─── Input records ───
PR #1630, opened 2024-01-10
feat: implement browser compatibility testing

danielbate:
Partially implementing #284, this PR includes infrastructure for browser compatibility testing.

- Adds browser based vitest configuration and dependencies
- Tagged applicable browser tests
- Script for hardlnking dependencies
- Extended scripts for coverage merging and reporting
- Added internal browser based environment test
- Implemented in CI

> Currently tests using `fs` (such as `fuel-gauge`) are not yet supported, this is detailed further in [this comment](https://github.com/FuelLabs/fuels-ts/issues/284#issuecomment-1887561250), but a fix will be included in a follow up PR.


.github/workflows/test.yaml
```diff
@@ -19,12 +19,15 @@ jobs:
 
   environments:
     runs-on: ubuntu-latest
-    name: ${{ matrix.env }} - v${{ matrix.version }}
+    name: ${{ matrix.env }}${{ matrix.env == 'node' && '@' || ''}}${{ matrix.env == 'node' && matrix.version || ''}}
```
danielbate, line 22: Looks ugly, but gives `node@version` or `browser`

arboleya: Ouch. 😅

arboleya, line 22:
```suggestion
    # name will be node@<version> or browser
    name: ${{ matrix.env }}${{ matrix.env == 'node' && '@' || ''}}${{ matrix.env == 'node' && matrix.version || ''}}
```

.github/workflows/test.yaml
```diff
@@ -19,12 +19,15 @@ jobs:
...
     strategy:
       fail-fast: false
       matrix:
-        env: [node]
+        env: [node, browser]
         version: [18.18.2, 20]
+        exclude:
+          - env: browser
+            version: 18.18.2
```
arboleya, line 30: Tricky.

.github/workflows/test.yaml
```diff
@@ -126,8 +129,8 @@ jobs:
           mode: recreate
           create_if_not_exists: true
 
-  live-tests:
-    name: Run Live Tests
+  test-live:
+    name: live
```
arboleya, line 133: Should we keep semantics here?

```suggestion
  test-e2e:
    name: e2e
```

arboleya (commented):
The idea was to run the same `crypto` tests everywhere.

Why did you split duplications of them between browser/node?

> cc @Torres-ssf

.github/workflows/test.yaml
danielbate: Good idea 👍🏻

.github/workflows/test.yaml
danielbate: Could have gone for for a matrix that uses an array of objects if we prefer and conditionally check for the presence of a versions key. However [the docs](https://docs.github.com/en/actions/using-jobs/using-a-matrix-for-your-jobs#excluding-matrix-configurations) seems to prefer `include`/`include` keyword usage rather than using conditionals. I am indifferent.

arboleya: How would it look with an array of objects?

danielbate:
@arboleya 

> Why did you split duplications of them between browser/node?

So the issue lies in how we import the code under test into our tests, or potentially more how we want to test our environment specific tests. Previously we had a single feature test file doing 2 environment based imports:

```ts
import { encrypt, decrypt } from '../../src/index'; // node
import { encrypt, decrypt } from '../../src/index.browser'; // browser
``` 

We have a `throw` condition in the node export file to check that `crypto` is accessible on `globalThis`:

https://github.com/FuelLabs/fuels-ts/blob/9b079ab0df770a82ed5d54a4a42e5b3f965594c6/packages/crypto/src/browser/crypto.ts#L8

In a node environment, `crypto` has to be imported and is not accessible on `globalThis`. So the import from `../../src/index.browser` will throw in a node environment.

This can be rectified by importing from the package and letting the code bundler decide which code to use.

```ts
import { encrypt, decrypt } from 'fuels';

/**
   * @group node
   * @group browser
   ........
```

cc @Torres-ssf

danielbate:
I had massively overcomplicated the problem around splitting up the `crypto` tests, thankyou to @arboleya for the fresh perspective and idea 🙌🏻  [This commit](https://github.com/FuelLabs/fuels-ts/pull/1630/commits/13a15266e0070f7583c981128ab7c487ddcf9f86) has resolved the `crypto` test grouping problem.

scripts/tests-browser.ts
```diff
@@ -0,0 +1,75 @@
...
+      setTimeout(() => {
+        symlinkDeps();
+        execSync('pnpm install --no-frozen-lockfile', { stdio: 'inherit' });
+      }, 10000);
+    } else {
+      executeBrowserTest();
+    }
+  } catch (err) {
+    symlinkDeps();
+    console.error(err);
```
arboleya, line 72: The console calls are raising lint warnings.

It's safe to disable the rule for the entire script.

lint

.github/workflows/test.yaml
danielbate: [Like this](https://github.com/FuelLabs/fuels-ts/pull/1630/commits/d918fadc857c4156e49746c4c75c93e98581eb1f)

scripts/tests-browser.ts
danielbate: [Rule disabled in script](https://github.com/FuelLabs/fuels-ts/pull/1630/commits/e965a62e43182f0745a05bbf853ab55ccee9dd9b) and added #1645

scripts/tests-browser.ts
```diff
@@ -0,0 +1,76 @@
...
+const executeBrowserTest = () =>
+  execSync(
+    'vitest --run --coverage --config vite.browser.config.mts $(scripts/tests-find.sh --browser)',
+    { stdio: 'inherit' }
+  );
+
+(() => {
+  try {
+    if (packagesSupportingBrowserTesting.length) {
+      hardlinkDeps();
```
arboleya, line 61: Why is this needed?

Can't `vite` work seamlessly with `pnpm` workspace?

danielbate: Cast your mind back to our early Vitest browser testing. We ran into the following error for certain tests: `Class extends value undefined is not a constructor or null`. Online didn't give much away, however I assumed it was to do with browser bundling due to the discrepancy with the `node` environment, and polyfill errors were _similar_. Hardlinking the dependencies resolved the problem for our `browser` tests.

However, I had not ran the suite with workspace linking since Vitest had released a major version of the browser testing package, and it seems to now be [working](https://github.com/FuelLabs/fuels-ts/pull/1630/commits/45b6a3e65e47efa2609fae4a91eca2a483b96aba). They had made a lot of changes to the browser package regarding both configuration and bundling in the major release, so potentially something in here resolved it. 🎉

Torres-ssf (approved):

scripts/tests-browser.ts
arboleya: Oh yeah, I do remember that weird error!

I'm glad that doesn't happen anymore 🎉

arboleya (approved):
───
Task goal: Print the records verbatim, stopping after the "- Script for hardlnking dependencies" line.

Answer section:
PR #1630, opened 2024-01-10
feat: implement browser compatibility testing

danielbate:
Partially implementing #284, this PR includes infrastructure for browser compatibility testing.

- Adds browser based vitest configuration and dependencies
- Tagged applicable browser tests
- Script for hardlnking dependencies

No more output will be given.